Opinion mining from noisy text data

  • Authors:
  • Lipika Dey;S K Mirajul Haque

  • Affiliations:
  • TCS Innovation Lab Delhi, Udyog Vihar, Gurgaon, India;TCS Innovation Lab Delhi, Udyog Vihar, Gurgaon, India

  • Venue:
  • Proceedings of the second workshop on Analytics for noisy unstructured text data
  • Year:
  • 2008

Quantified Score

Hi-index 0.00

Visualization

Abstract

The proliferation of Internet has not only generated huge volumes of unstructured information in the form of web documents, but a large amount of text is also generated in the form of emails, blogs, and feedbacks etc. The data generated from online communication acts as potential gold mines for discovering knowledge. Text analytics has matured and is being successfully employed to mine important information from unstructured text documents. Most of these techniques use Natural Language Processing techniques which assume that the underlying text is clean and correct. Statistical techniques, though not as accurate as linguistic mechanisms, are also employed for the purpose to overcome the dependence on clean text.
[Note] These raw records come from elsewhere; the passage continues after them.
PR #1048, opened 2021-06-29
BSP support

al-khanji:
Started adding BSP support, this is an RFC.

### DIFF
--- a/apps/els_lsp/src/els_bsp_client.erl
+++ b/apps/els_lsp/src/els_bsp_client.erl
@@ -28,6 +28,8 @@
         , request/2
         , notification/1
         , notification/2
+        , wait_response/2
+        , check_response/2
         ]).
 
 %%==============================================================================
@@ -40,14 +42,15 @@
 %% Defines
 %%==============================================================================
 -define(SERVER, ?MODULE).
--define(TIMEOUT, 10000).
+-define(BSP_WILDCARD, "*.json").
+-define(BSP_CONF_DIR, ".bsp").
 
 %%==============================================================================
 %% Record Definitions
 %%==============================================================================
--record(state, { request_id = 1 :: request_id()
-               , pending    = [] :: [pending_request()]
-               , port       :: port() | 'undefined'
+-record(state, { request_id = 1    :: request_id()
+               , pending    = []   :: [pending_request()]
+               , port              :: port() | 'undefined'
                , buffer     = <<>> :: binary()
                }).
 
@@ -61,6 +64,78 @@
 -type pending_request() :: [{request_id(), from()}].
 -type from()            :: {pid(), any()}.
 
+
+%%==============================================================================
+%% Compat Stuff
+%% Since the build server can take arbitrary amounts of time to process things
+%% we really would like to use gen_server:send_request et co that are added in
+%% OTP 23, but we also need to support older OTP versions for now - implement
+%% rudimentary scaffolding to fake the new functionality.
+%% Remove whenever only OTP >= 23 is supported.
+%%==============================================================================
+-type server_ref() :: atom() | pid().
+
+-if(?OTP_RELEASE >= 23).
+-spec do_send_request(server_ref(), any()) -> any().
+do_send_request(ServerRef, Request) ->
+  gen_server:send_request(ServerRef, Request).
+
+-spec do_wait_response(any(), timeout()) ->
+        {reply, any()} |
+        timeout |
+        {error, {any(), server_ref()}}.
+do_wait_response(RequestId, Timeout) ->
+  gen_server:wait_response(RequestId, Timeout).
+
+-spec do_check_response(any(), any()) ->
+        {reply, any()} |
+        no_reply |
+        {error, {any(), server_ref()}}.
+do_check_response(Msg, RequestId) ->
+  gen_server:check_response(Msg, RequestId).
+-else.
+-spec do_send_request(server_ref(), any()) -> any().
+do_send_request(ServerRef, Request) ->
+  Self = self(),
+  Ref = erlang:make_ref(),
+  F = fun() ->
+          Result = gen_server:call(ServerRef, Request, infinity),
+          try Self ! {Ref, Result} catch _:_ -> ok end
+      end,
+  {Pid, Mon} = erlang:spawn_monitor(F),
+  {Pid, Mon, Ref, ServerRef}.
+
+-spec do_wait_response(any(), timeout()) ->
+        {reply, any()} |
+        timeout |
+        {error, {any(), server_ref()}}.
+do_wait_response({_Pid, Mon, Ref, ServerRef}, Timeout) ->
+  receive
+    {Ref, Result} ->
+      erlang:demonitor(Mon, [flush]),
+      {reply, Result};
+    {'DOWN', Mon, _Type, _Object, Info} ->
+      {error, {Info, ServerRef}}
+  after Timeout ->
+      timeout
+  end.
+
+-spec do_check_response(any(), any()) ->
+        {reply, any()} |
+        no_reply |
+        {error, {any(), server_ref()}}.
+do_check_response(Msg, {_Pid, Mon, Ref, ServerRef}) ->
+  case Msg of
+    {Ref, Result} ->
+      erlang:demonitor(Mon, [flush]),
+      {reply, Result};
+    {'DOWN', Mon, _Type, _Object, Info} ->
+      {error, {Info, ServerRef}};
+    _ ->
+      no_reply
+  end.
+-endif.
+
 %%==============================================================================
 %% API
 %%==============================================================================
@@ -68,7 +143,7 @@
 start_link() ->
   gen_server:start_link({local, ?SERVER}, ?MODULE, [], []).
 
--spec start_server(uri()) -> ok.
+-spec start_server(uri()) -> {ok, map()} | {error, any()}.
 start_server(RootUri) ->
   gen_server:call(?SERVER, {start_server, RootUri}).
 
@@ -82,7 +157,7 @@ notification(Method) ->
 
 -spec notification(method(), params()) -> any().
 notification(Method, Params) ->
-  gen_server:call(?SERVER, {notification, Method, Params}, ?TIMEOUT).
+  gen_server:cast(?SERVER, {notification, Method, Params}).
 
 -spec request(method()) -> any().
 request(Method) ->
@@ -90,7 +165,17 @@ request(Method) ->
 
 -spec request(method(), params()) -> any().
 request(Method, Params) ->
-  gen_server:call(?SERVER, {request, Method, Params}, ?TIMEOUT).
+  do_send_request(?SERVER, {request, Method, Params}).
+
+-spec wait_response(any(), timeout()) ->
+        {reply, any()} | timeout | {error, {any(), any()}}.
+wait_response(RequestId, Timeout) ->
+  do_wait_response(RequestId, Timeout).
+
+-spec check_response(any(), any()) ->
+        {reply, any()} | no_reply | {error, {any(), any()}}.
+check_response(Msg, RequestId) ->
+  do_check_response(Msg, RequestId).
 
 %%==============================================================================
 %% gen_server Callback Functions
@@ -103,20 +188,21 @@ init([]) ->
 -spec handle_call(any(), any() , state()) ->
         {noreply, state()} | {reply, any(), state()}.
 handle_call({start_server, RootUri}, _From, State) ->
-  RootPath = binary_to_list(els_uri:path(RootUri)),
-  [C|_] = filelib:wildcard(filename:join([RootPath, ".bsp", "*.json"])),
-  {ok, Content} = file:read_file(C),
-  #{ argv := [Cmd|Params]
-   , env := Env0} = jsx:decode(Content, [return_maps, {labels, atom}]),
-  Executable = os:find_executable(binary_to_list(Cmd)),
-  Args = [binary_to_list(P) || P <- Params],
-  Env = [{atom_to_list(K), binary_to_list(V)} || {K, V} <- maps:to_list(Env0)],
-  Opts = [{args, Args}, use_stdio, binary, {env, Env}],
-  ?LOG_INFO( "Start BSP Server [executable=~p] [args=~p] [env=~p]"
-           , [Executable, Args, Env]
-           ),
-  Port = open_port({spawn_executable, Executable}, Opts),
-  {reply, ok, State#state{port = Port}};
+  RootPath = els_uri:path(RootUri),
+  case find_config(RootPath) of
+    undefined ->
+      ?LOG_INFO("Found no BSP configuration. [root=~p]", [RootPath]),
+      {reply, {error, noconfig}, State};
+    #{ argv := [Cmd|Params] } = Config ->
+      Executable = os:find_executable(binary_to_list(Cmd)),
+      Args = [binary_to_list(P) || P <- Params],
+      Opts = [{args, Args}, use_stdio, binary],
+      ?LOG_INFO( "Start BSP Server [executable=~p] [args=~p]"
+               , [Executable, Args]
+               ),
+      Port = open_port({spawn_executable, Executable}, Opts),
+      {reply, {ok, Config}, State#state{port = Port}}
+  end;
 handle_call({request, Method, Params}, From, State) ->
   #state{port = Port, request_id = RequestId, pending = Pending} = State,
   ?LOG_INFO( "Sending BSP Request [id=~p] [method=~p] [params=~p]"
@@ -126,18 +212,16 @@ handle_call({request, Method, Params}, From, State) ->
   port_command(Port, Payload),
   {noreply, State#state{ request_id = RequestId + 1
                        , pending    = [{RequestId, From} | Pending]
-                       }};
-handle_call({notification, Method, Params}, _From, State) ->
+                       }}.
+
+-spec handle_cast(any(), state()) -> {noreply, state()}.
+handle_cast({notification, Method, Params}, State) ->
   ?LOG_INFO( "Sending BSP Notification [method=~p] [params=~p]"
            , [Method, Params]
            ),
   #state{port = Port} = State,
   Payload = els_protocol:notification(Method, Params),
   port_command(Port, Payload),
-  {reply, ok, State}.
-
--spec handle_cast(any(), state()) -> {noreply, state()}.
-handle_cast(_Request, State) ->
   {noreply, State}.
 
 -spec handle_info(any(), state()) -> {noreply, state()}.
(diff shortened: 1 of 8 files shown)


apps/els_lsp/src/els_bsp_provider.erl
```diff
@@ -0,0 +1,147 @@
...
+handle_sources(ConfigKey, SourceFun, Response, State) ->
+  Result = maps:get(result, Response, #{}),
+  Items = maps:get(items, Result, []),
+  Sources = lists:flatten([ maps:get(sources, Item, []) || Item <- Items ]),
+  Uris = lists:flatten([ SourceFun(Source) || Source <- Sources ]),
+  NewPaths = lists:flatten([ maps:get(path, uri_string:parse(Uri), []) || Uri <- Uris ]),
+  OldPaths = els_config:get(ConfigKey),
+  AllPaths = lists:usort([ els_utils:to_list(P) || P <- OldPaths ++ NewPaths]),
+  els_config:set(ConfigKey, AllPaths),
+  els_indexing:start(),
```
robertoaloi, line 123: Won't this get executed multiple times? Once for apps and once for deps. On top of that, the general provider will also trigger it.

apps/els_lsp/src/els_bsp_provider.erl
```diff
@@ -0,0 +1,147 @@
...
+-spec is_enabled() -> true.
+is_enabled() -> true.
+
+-spec handle_request({start, uri()}, state()) -> {ok, state()}.
+handle_request({start, RootUri}, #{ running := false } = State) ->
+  ?LOG_INFO("Starting BSP server in ~p", [RootUri]),
+  case els_bsp_client:start_server(RootUri) of
+    {ok, Config} ->
+      ?LOG_INFO("BSP server started from config ~p", [Config]),
+      enqueue(initialize_bsp),
```
robertoaloi, line 56: Do we need to do this asynchronously? It looks like the code handling the message makes an async request anyway?

robertoaloi (commented):
Thanks for pushing this! It's nice to see the BSP work resumed.

apps/els_lsp/src/els_bsp_client.erl
```diff
@@ -82,15 +85,23 @@ notification(Method) ->
...
 -spec request(method()) -> any().
 request(Method) ->
   request(Method, #{}).
 
 -spec request(method(), params()) -> any().
 request(Method, Params) ->
-  gen_server:call(?SERVER, {request, Method, Params}, ?TIMEOUT).
+  gen_server:send_request(?SERVER, {request, Method, Params}).
+
+-spec wait_response(any(), timeout()) -> {reply, any()} | timeout | {error, {any(), any()}}.
```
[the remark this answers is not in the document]
al-khanji: You're right - I've become too used to otp23 niceties I guess :) I'll refactor it to work on older versions as well.

apps/els_lsp/src/els_bsp_client.erl
```diff
@@ -160,6 +169,36 @@ terminate(_Reason, #state{port = Port} = _State) ->
...
+  choose_config(Candidates).
+
+-spec choose_config([file:filename()]) -> map() | undefined.
+choose_config([]) ->
+  undefined;
+choose_config([F|Fs]) ->
+  try
+    {ok, Content} = file:read_file(F),
+    Config = jsx:decode(Content, [return_maps, {labels, atom}]),
+    Languages = case Config of
```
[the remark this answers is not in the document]
al-khanji: Right - initially I didn't have the try/catch around this bit of code and was trying to guard against json that isn't an object at top level. Will give the entire function a once over.

apps/els_lsp/src/els_general_provider.erl
```diff
@@ -86,21 +86,19 @@ handle_request({initialized, _Params}, State) ->
...
-             , <<"capabilities">> => #{ <<"languageIds">> => [<<"erlang">>] }
-             , <<"data">>         => #{}
-             }
-       );
     false ->
-      ok
+      ok;
+    BspEnabled ->
+      BspStatus = els_bsp_provider:start(RootUri),
+      case {BspEnabled, BspStatus} of
```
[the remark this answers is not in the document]
al-khanji: It is handled - if `false`, we just return `ok` always. Otherwise, try to start the server. If it starts up, great! If not, and `BspEnabled` is `true`, we log an error and kill the LS. If `BspEnabled` is something else (ostensibly `auto`) we log a warning but carry on.

apps/els_lsp/src/els_bsp_provider.erl
al-khanji: Yeah, and it doesn't respect the `initializationOptions` either.

There is some tradeoff here - the BS might take a relatively long time to start up, for example if the project in question has many dependencies to fetch. In that case it might make sense to start indexing right away, as the config file might still contain path entries.

I was hoping the indexing system might be smart enough to detect that a given file hasn't changed since it was last indexed, and that reindexing might be cheap. If not, I think we could make it smarter.

What do you suggest?

apps/els_lsp/src/els_bsp_provider.erl
al-khanji: We could send the request right here, when I was writing it the intent was to separate starting (which is the current request) from initialization (which arguably is a separate step). I can combine the two here if you prefer that.

apps/els_lsp/src/els_general_provider.erl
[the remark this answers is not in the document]
robertoaloi: So maybe document `auto` and make it explicit in the matching?

apps/els_lsp/src/els_bsp_provider.erl
robertoaloi: As a start, I would probably wait for the BS and then follow up with a smarter mechanism if needed. WDYT?

al-khanji:
Any general feedback at this point?

apps/els_lsp/src/els_indexing.erl
```diff
@@ -112,6 +113,17 @@ index_references(#{uri := Uri} = Document, 'deep', false) ->
 index_references(_Document, 'shallow', _) ->
   ok.
 
+-spec maybe_start() -> true | false.
+maybe_start() ->
```
robertoaloi, line 117: It looks like the return value of this function is never used, so it could simply return `ok`.

apps/els_lsp/src/els_indexing.erl
```diff
@@ -112,6 +113,17 @@ index_references(#{uri := Uri} = Document, 'deep', false) ->
...
+  case els_config:get(indexing_enabled) =:= false of
```
robertoaloi, line 118: It may be more readable written as:
```
case els_config:get(indexing_enabled) of
  false ->
    ?LOG_INFO("Skipping Indexing (disabled via InitOptions)");
  X when X =:= true; X =:= auto ->
    start()
  end
```

apps/els_lsp/src/els_formatting_provider.erl
```diff
@@ -92,38 +98,56 @@ handle_request({document_ontypeformatting, Params}, State) ->
...
         end,
   tempdir:mktmp(Fun).
 
--spec format_document_local(binary(), string(), formatting_options()) ->
-        [text_edit()].
-format_document_local(Path, RelativePath,
+-spec format_document_bsp(string(), string(), formatting_options()) ->
+           boolean().
+format_document_bsp(Dir, RelativePath, _Options) ->
+  Method = <<"rebar3/run">>,
```
robertoaloi, line 119: By calling the method `rebar3/run` we are breaking the abstraction a bit, aren't we?

apps/els_lsp/src/els_bsp_provider.erl
```diff
@@ -0,0 +1,262 @@
...
+%%==============================================================================
+%% Includes
+%%==============================================================================
+-include("els_lsp.hrl").
+-include_lib("kernel/include/logger.hrl").
+
+%%==============================================================================
+%% Types
+%%==============================================================================
+-type state() :: #{ running          := boolean()         % BSP server running?
```
robertoaloi, line 29: If I remember correctly, providers are registered by name. So, it may be simpler to check with a `erlang:is_process_alive(whereis(els_bsp_provider))` if the BSP provider is running or not. This would avoid the need of the `running` parameter and the `info` method.

apps/els_lsp/src/els_bsp_provider.erl
```diff
@@ -0,0 +1,262 @@
...
+      erlang:error(badarg, [Item])
+  end.
+
+-spec request(method(), params()) -> request_response().
+request(Method, Params) ->
+  RequestId = send_request(Method, Params),
+  wait_response(RequestId, infinity).
+
+-spec send_request(method(), params()) -> request_id().
+send_request(Method, Params) ->
```
robertoaloi, line 73: My gut feeling is that we should be able to do this with higher-level OTP primitives instead of expicit monitoring and receive, but we can tackle this as an eventual follow up.

robertoaloi (commented):
> Any general feedback at this point?

Considering this PR should not affect any existing feature and that moves the BSP piece of work towards the right(TM) direction, I don't have a problem to integrate it early and refine it incrementally.
My main feedback for the future would be to try and submit smaller changesets, to keep review cycles smaller and faster. Still not sure we should implement BSP support via the `provider` behaviour itself, but we can start as is.
Should we disable the provider by default, though?

apps/els_lsp/src/els_bsp_provider.erl
```diff
@@ -0,0 +1,262 @@
...
+-spec init() -> state().
+init() ->
+  #{ running          => false
+   , root_uri         => undefined
+   , pending_requests => []
+   , pending_sources  => [ apps_paths, deps_paths ]
+   }.
+
+-spec is_enabled() -> true.
+is_enabled() -> true.
```
robertoaloi, line 106: Should we have this disabled by default?

apps/els_lsp/src/els_bsp_client.erl
```diff
@@ -61,14 +64,86 @@
 -type pending_request() :: [{request_id(), from()}].
 -type from()            :: {pid(), any()}.
 
+
+%%==============================================================================
```
TheGeorge, line 68: How may of these do we have in the code base? If it's just this one, I'd say it's ok to have it in the module, otherwise it would make sense to factor these into a separate module:
- makes this usable from other code as well
- makes cleanup easier

apps/els_lsp/src/els_bsp_client.erl
```diff
@@ -103,20 +188,21 @@ init([]) ->
...
-  Opts = [{args, Args}, use_stdio, binary, {env, Env}],
-  ?LOG_INFO( "Start BSP Server [executable=~p] [args=~p] [env=~p]"
-           , [Executable, Args, Env]
-           ),
-  Port = open_port({spawn_executable, Executable}, Opts),
-  {reply, ok, State#state{port = Port}};
+  RootPath = els_uri:path(RootUri),
+  case find_config(RootPath) of
+    undefined ->
+      ?LOG_INFO("Found no BSP configuration. [root=~p]", [RootPath]),
```
TheGeorge, line 194: This should probably be an error, or if there is a fallback a warning
```suggestion
      ?LOG_ERROR("Found no BSP configuration. [root=~p]", [RootPath]),
```

apps/els_lsp/src/els_bsp_client.erl
```diff
@@ -160,6 +244,34 @@ terminate(_Reason, #state{port = Port} = _State) ->
 %%==============================================================================
 %% Internal Functions
 %%==============================================================================
+-spec find_config(els_uri:path()) -> map() | undefined.
+find_config(RootDir) ->
+  Wildcard = filename:join([RootDir, ?BSP_CONF_DIR, ?BSP_WILDCARD]),
+  Candidates = filelib:wildcard(els_utils:to_list(Wildcard)),
```
TheGeorge, line 250: This works with arbitrary strings (e.g. `["/",["*"]]` is valid input)
```suggestion
  Candidates = filelib:wildcard(Wildcard),
```

apps/els_lsp/src/els_bsp_client.erl
```diff
@@ -40,14 +42,15 @@
 %% Defines
 %%==============================================================================
 -define(SERVER, ?MODULE).
--define(TIMEOUT, 10000).
+-define(BSP_WILDCARD, "*.json").
+-define(BSP_CONF_DIR, ".bsp").
```
TheGeorge, line 46: Is this convention? So there is a 

```
.bsp/
```
with some json files which look like
```
{language: ["erlang"], argv = ["rebar3", "...", ...]}
```

TheGeorge (commented):
The main thing missing is some tests for the changes

apps/els_lsp/src/els_bsp_client.erl
robertoaloi: The _Build Server Discovery_ mechanisim and format are documented [here](https://build-server-protocol.github.io/docs/server-discovery.html#the-bsp-connection-details).

apps/els_lsp/src/els_bsp_client.erl
al-khanji: I think it's just the one at the moment - I went ahead and factored it out in the BSP plugin: [rebar3_bsp_gen_server.erl](https://github.com/erlang-ls/rebar3_bsp/blob/d8ed6f020a97ace8f808f7b18eb02224e3e20c08/src/rebar3_bsp_gen_server.erl). It could just be copy/pasted as is. The linked version also has some improvements in the behavior.

apps/els_lsp/src/els_indexing.erl
al-khanji: For my own education - is it preferred in the LS code base to return descriptive values only if they are used?

apps/els_lsp/src/els_formatting_provider.erl
al-khanji: We are, but we were doing so previously as well - there is no guarantee that the format plugin would be installed.

apps/els_lsp/src/els_bsp_provider.erl
al-khanji: The BSP provider does run though even if the BSP server hasn't been started.

apps/els_lsp/src/els_bsp_provider.erl
al-khanji: The provider being enabled doesn't mean that the build server is started.

apps/els_lsp/src/els_bsp_client.erl
al-khanji: I think it's correct the way it is - the RootDir is going to be a binary, hence the output from filename:join is also a binary and must be converted to a list before being passed to filelib:wildcard.

al-khanji:
> Considering this PR should not affect any existing feature and that moves the BSP piece of work towards the right(TM) direction, I don't have a problem to integrate it early and refine it incrementally.

That sounds great!

> My main feedback for the future would be to try and submit smaller changesets, to keep review cycles smaller and faster.

To be honest I struggled quite a while to make the thing work reliably - mostly on the rebar3 side though. I hope that followups will indeed be smaller.

> Still not sure we should implement BSP support via the `provider` behaviour itself, but we can start as is.

I'm also on the fence about that - it did seem like a good idea when I started writing it, but I am kind of leaning towards just making it a gen_server at this point.

> Should we disable the provider by default, though?

The provider being enabled doesn't automatically launch a build server - it's only done if there is a configuration file found. Is there another concern?

apps/els_lsp/src/els_bsp_provider.erl
al-khanji: We should probably turn it into a gen_server and use the same send_request/receive_request etc. functionality as the client already uses.

al-khanji:
I will update the PR with squashed commits tomorrow, I did the BSP plugin side today.

al-khanji:
I can't seem to replicate the failing ct test case locally.

robertoaloi:
> I can't seem to replicate the failing ct test case locally.

The test also fails locally for me, even in isolation. The failure is not deterministic, though, and it seems to occur more often after a clean build.

```
$ rm -rf _build
$ rebar3 ct --suite apps/els_lsp/test/els_references_SUITE.erl --case purge_references
[...]
%%% els_references_SUITE ==> purge_references: FAILED
%%% els_references_SUITE ==>
Failure/Error: ?assertEqual({ok,[#{id => {foo,foo,1},range => #{from => {3,10},to => {3,13}},uri => <<102,105,108,101,58,47,47,47,116,109,112,47,102,111,111,46,101,114,108>>}]}, els_dt_references : find_all ( ))
  expected: {ok,[#{id => {foo,foo,1},
                   range => #{from => {3,10},to => {3,13}},
                   uri => <<"file:///tmp/foo.erl">>}]}
       got: {ok,[#{id => {foo,foo,1},
                   range => #{from => {3,10},to => {3,13}},
                   uri => <<"file:///tmp/foo.erl">>},
                 #{id => "transitive.hrl",
                   range => #{from => {4,1},to => {4,28}},
                   uri =>
                       <<"file:///Users/robert.aloi/git/github/erlang-ls/erlang_ls/_build/test/lib/els_lsp/priv/code_navigation/include/transitive.hrl">>},
                 #{id => "definition.hrl",
                   range => #{from => {5,1},to => {5,28}},
                   uri =>
                       <<"file:///Users/robert.aloi/git/github/erlang-ls/erlang_ls/_build/test/lib/els_lsp/priv/code_navigation/include/transitive.hrl">>}]}
      line: 414
```

I suspect this is linked to the changes to `initOptions` and `indexingEnabled`. That mechanism was introduced to ease testing, so that, in case of tests, only files explicitly mentioned would be indexed **synchronously**. The options seem to be now discarded by the server, so indexing happens asynchronously. In the above case, an extra reference is found.

al-khanji:
> > I can't seem to replicate the failing ct test case locally.
> 
> 
> 
> The test also fails locally for me, even in isolation. The failure is not deterministic, though, and it seems to occur more often after a clean build.
> 
> 
> 
> ```
> 
> $ rm -rf _build
> 
> $ rebar3 ct --suite apps/els_lsp/test/els_references_SUITE.erl --case purge_references
> 
> [...]
> 
> %%% els_references_SUITE ==> purge_references: FAILED
> 
> %%% els_references_SUITE ==>
> 
> Failure/Error: ?assertEqual({ok,[#{id => {foo,foo,1},range => #{from => {3,10},to => {3,13}},uri => <<102,105,108,101,58,47,47,47,116,109,112,47,102,111,111,46,101,114,108>>}]}, els_dt_references : find_all ( ))
> 
>   expected: {ok,[#{id => {foo,foo,1},
> 
>                    range => #{from => {3,10},to => {3,13}},
> 
>                    uri => <<"file:///tmp/foo.erl">>}]}
> 
>        got: {ok,[#{id => {foo,foo,1},
> 
>                    range => #{from => {3,10},to => {3,13}},
> 
>                    uri => <<"file:///tmp/foo.erl">>},
> 
>                  #{id => "transitive.hrl",
> 
>                    range => #{from => {4,1},to => {4,28}},
> 
>                    uri =>
> 
>                        <<"file:///Users/robert.aloi/git/github/erlang-ls/erlang_ls/_build/test/lib/els_lsp/priv/code_navigation/include/transitive.hrl">>},
> 
>                  #{id => "definition.hrl",
> 
>                    range => #{from => {5,1},to => {5,28}},
> 
>                    uri =>
> 
>                        <<"file:///Users/robert.aloi/git/github/erlang-ls/erlang_ls/_build/test/lib/els_lsp/priv/code_navigation/include/transitive.hrl">>}]}
> 
>       line: 414
> 
> ```
> 
> 
> 
> I suspect this is linked to the changes to `initOptions` and `indexingEnabled`. That mechanism was introduced to ease testing, so that, in case of tests, only files explicitly mentioned would be indexed **synchronously**. The options seem to be now discarded by the server, so indexing happens asynchronously. In the above case, an extra reference is found.

Thanks for the explanation. I'll find some time during the next couple of days to debug this.

al-khanji:
@robertoaloi I think it's good to go now.

apps/els_lsp/src/els_indexing.erl
robertoaloi: I guess it's a matter of personal preference and it depends on the specific case. If we foresee a possible usage of the return value it makes sense to expose it, otherwise `ok` is quite common for a function whose purpose is mainly a side effect.

robertoaloi:
Let's get this one in, so we can iterate over it. @al-khanji would you mind adding a section to the docs explaining how to get started with the experimental BSP support? Maybe via an article at https://github.com/erlang-ls/erlang-ls.github.io/tree/mkdocs/docs/articles ?

al-khanji:
> Let's get this one in, so we can iterate over it. @al-khanji would you mind adding a section to the docs explaining how to get started with the experimental BSP support? Maybe via an article at https://github.com/erlang-ls/erlang-ls.github.io/tree/mkdocs/docs/articles ?

Yes, I have been meaning to. Thanks for the nudge!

The chief bottleneck for designing statistical mechanisms is however its dependence on appropriately annotated training data. None of these methodologies are suitable for mining information from online communication text data due to the fact that they are often noisy. These texts are informally written. They suffer from spelling mistakes, grammatical errors, improper punctuation and irrational capitalization. This paper focuses on opinion extraction from noisy text data. It is aimed at extracting and consolidating opinions of customers from blogs and feedbacks, at multiple levels of granularity. Ours is a hybrid approach, in which we initially employ a semi-supervised method to learn domain knowledge from a training repository which contains both noisy and clean text. Thereafter we employ localized linguistic techniques to extract opinion expressions from noisy text. We have developed a system based on this approach, which provides the user with a platform to analyze opinion expressions extracted from a repository.